Analyzer angular positions in optimal and uniform set of analyzer angular positions for different number of angular measurements. (a) For thumb sample imaged at 40 keV, (b) for breast data imaged at 60keV.

First, from Figure 5, we can see the improvement in average CRLB as we increase the number of analyzer angular measurements. We can observe that for lower numbers of angular measurements, the attenuation and USAXS parameter bounds are higher for L even numbers than for L odd numbers. This is because the maximum amount of information for attenuation and USAXS, as measured by V1(θ) and V3(θ) (see Figure 4), is at θ = 0 μrad, which is not sampled when using an even number of measurements. On the other hand, measuring at θ = 0 μrad does not contain any information about refraction (see V2 (θ) in Figure 4) and that is why the average CRLB for the refraction image lies on almost the same curve for odd and even numbers of angular measurements.

Figure 5.

Figure 5

CRLB for an unbiased estimator vs. number of angular measurements using a uniform set of analyzer angular positions. (a) For thumb sample imaged at 40 keV, (b) for breast data imaged at 60keV.

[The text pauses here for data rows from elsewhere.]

PR #2100, opened 2021-04-21
pass trace configs to client

zubenkoivan:


neuro-sdk/src/neuro_sdk/__init__.py
```diff
@@ -154,13 +154,20 @@
 
 
 def get(
-    *, path: Optional[Path] = None, timeout: aiohttp.ClientTimeout = DEFAULT_TIMEOUT
+    *,
+    path: Optional[Path] = None,
+    timeout: aiohttp.ClientTimeout = DEFAULT_TIMEOUT,
+    trace_configs: Optional[List[aiohttp.TraceConfig]] = None,
```
asvetlov, line 160: Where the argument is used/passed?

zubenkoivan: It will be used on server side. For example `platform-monitoring` used `neuro-sdk` to retrieve jobs

asvetlov: Ok

asvetlov (approved):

Another observation that can be made from Figure 5 is that after a certain number of angular measurements (11 for both data sets), there is almost no improvement or loss in the average CRLB bounds. Therefore, in the case of a Minimum Variance Unbiased (MVU) estimator, there is neither benefit nor loss in acquiring more than 11 images at uniformly spaced analyzer angular positions for a fixed total radiation dose.

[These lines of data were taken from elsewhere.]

PR #2155, opened 2021-06-04
Fix loop close errors

romasku:
Current code sometimes triggers following tracebacks:
```
Exception ignored in: <function BaseEventLoop.__del__ at 0x101c69830>
Traceback (most recent call last):
  File "/usr/local/opt/python@3.7/Frameworks/Python.framework/Versions/3.7/lib/python3.7/asyncio/base_events.py", line 628, in __del__
    self.close()
  File "/usr/local/opt/python@3.7/Frameworks/Python.framework/Versions/3.7/lib/python3.7/asyncio/unix_events.py", line 54, in close
    super().close()
  File "/usr/local/opt/python@3.7/Frameworks/Python.framework/Versions/3.7/lib/python3.7/asyncio/selector_events.py", line 91, in close
    self._close_self_pipe()
  File "/usr/local/opt/python@3.7/Frameworks/Python.framework/Versions/3.7/lib/python3.7/asyncio/selector_events.py", line 98, in _close_self_pipe
    self._remove_reader(self._ssock.fileno())
  File "/usr/local/opt/python@3.7/Frameworks/Python.framework/Versions/3.7/lib/python3.7/asyncio/selector_events.py", line 271, in _remove_reader
    key = self._selector.get_key(fd)
  File "/usr/local/opt/python@3.7/Frameworks/Python.framework/Versions/3.7/lib/python3.7/selectors.py", line 190, in get_key
    return mapping[fileobj]
  File "/usr/local/opt/python@3.7/Frameworks/Python.framework/Versions/3.7/lib/python3.7/selectors.py", line 71, in __getitem__
    fd = self._selector._fileobj_lookup(fileobj)
  File "/usr/local/opt/python@3.7/Frameworks/Python.framework/Versions/3.7/lib/python3.7/selectors.py", line 225, in _fileobj_lookup
    return _fileobj_to_fd(fileobj)
  File "/usr/local/opt/python@3.7/Frameworks/Python.framework/Versions/3.7/lib/python3.7/selectors.py", line 42, in _fileobj_to_fd
    raise ValueError("Invalid file descriptor: {}".format(fd))
ValueError: Invalid file descriptor: -1
```
This is because call to `asyncio.get_event_loop()` at line 63 creates one more event loop (if it is the main thread) and it isn't closed properly because we do not restore it.

### DIFF
--- a/neuro-cli/src/neuro_cli/asyncio_utils.py
+++ b/neuro-cli/src/neuro_cli/asyncio_utils.py
@@ -7,7 +7,7 @@ import ssl
 import sys
 import threading
 import warnings
-from asyncio.events import AbstractEventLoop
+from asyncio import AbstractEventLoop
 from concurrent.futures import ThreadPoolExecutor
 from types import TracebackType
 from typing import Any, Awaitable, Callable, Dict, List, Optional, Type, TypeVar
--- a/neuro-cli/src/neuro_cli/asyncio_utils.py
+++ b/neuro-cli/src/neuro_cli/asyncio_utils.py
@@ -7,6 +7,7 @@ import ssl
 import sys
 import threading
 import warnings
+from asyncio.events import AbstractEventLoop
 from concurrent.futures import ThreadPoolExecutor
 from types import TracebackType
 from typing import Any, Awaitable, Callable, Dict, List, Optional, Type, TypeVar
@@ -30,6 +31,7 @@ class Runner:
         self._started = False
         self._stopped = False
         self._executor = ThreadPoolExecutor()
+        self._old_loop: Optional[AbstractEventLoop] = None
         self._loop = asyncio.new_event_loop()
         self._loop.set_default_executor(self._executor)
         _setup_exception_handler(self._loop, self._debug)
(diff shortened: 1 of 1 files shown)


serhiy-storchaka (commented):
Could you please test it with Python 3.10? `get_event_loop()` will emit a warning when called outside of the event loop, and `set_event_loop()` will not always help.

neuro-cli/src/neuro_cli/asyncio_utils.py
```diff
@@ -7,6 +7,7 @@
 import sys
 import threading
 import warnings
+from asyncio.events import AbstractEventLoop
```
asvetlov, line 10:
```suggestion
from asyncio import AbstractEventLoop
```

asvetlov (approved):
I think the PR is good.
To avoid a deprecation warning the direct call to `get_event_loop_policy().get_event_loop()` can be used.

serhiy-storchaka (approved):

serhiy-storchaka:
What was the most common way to trigger that error?

romasku:
It often happened in neuro-flow when the following code is running:
https://github.com/neuro-inc/neuro-flow/blob/8d265db2ac43f1aafecaa7487e40197919a64f1d/neuro_flow/cli/click_types.py#L32-L33
(for example, the `neuro-flow restart` triggered it with an ~80% chance). When I patched code locally, the problem stopped reproducing.
I think that this example should trigger it:
```
async def noop():
    pass

with Runner() as runner:
    runner.run(noop)
```

I never saw this error in `neuro` cli directly.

At this point we would like to stress that the Cramér-Rao lower bound (CRLB) is used to quantify the noise properties in parametric images of an unbiased estimator and defines the best noise performance that one can obtain regardless of which method is used to estimate ABI parametric images.

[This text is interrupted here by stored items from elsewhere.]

PR #2190, opened 2021-06-29
Properly close asynchronous generators.

serhiy-storchaka:


serhiy-storchaka:
A workaround for Python bug related to GeneratorExit has been removed because it conflicts with `aclosing()`. The original bug had been fixed in upstream.

serhiy-storchaka:
In the following PR I am going to add a decorator which turns generators into context managers (the problem is with annotating) and document preferable use of generators.

asvetlov (approved):

PR #2201, opened 2021-07-06
Add a neuro storage du command

romasku:


asvetlov (approved):
LGTM but please rename the command to `df`; it works more similar to the standard `df` than `du`. E.g., you cannot calculate the size of particular folder; only the total NFS storage size.

asvetlov (approved):

PR #2211, opened 2021-07-14
Add file with full logs of each run

romasku:


neuro-cli/src/neuro_cli/log_formatter.py
```diff
@@ -1,11 +1,12 @@
+import copy
 import logging
 import sys
 
 from rich.console import Console
 
 
 class ConsoleHandler(logging.Handler):
-    def __init__(self, color: bool) -> None:
+    def __init__(self, color: bool, show_traceback: bool = False) -> None:
```
romasku, line 9: The default value is for `neuro-flow` as it also uses this class.

asvetlov (approved):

E. Experimental optimization of the analyzer angular positions

Here we will investigate the possibility of lowering the CRLB and hence achieving better estimation performance by using a set of non-uniform analyzer angular positions Θ* according Eq. (25). For Θu, we used a uniform angular positions in the same range of [−5,5]μrad and [−2.4,2.4]μrad as before depending on the tissue type.

To optimize the objective function in (26), we used the exhaustive search method. For every number of angular measurements, we evaluated J(Θ) at every possible combination of analyzer angular positions (with minimum spacing of 0.2 μrad) and we defined the best set of positions as the one that has the smallest value of J (Θ).

In order to decrease computation time, we limited the number of possible patterns by imposing two constraints: We always measure at θ = 0, and our angular-sampling positions are always symmetrical around zero since Vil), on average, is always symmetrical around zero. We selected an exhaustive search method for it simplicity, and also since it guarantees a globally optimal solution. The needed computational time needed for this optimization was 8 hours on a iMAC with Intel Core i5 2.9 GHz with 16 GB RAM. Other gradient type of optimization methods (Chong and Żak, 2008) may be used in future.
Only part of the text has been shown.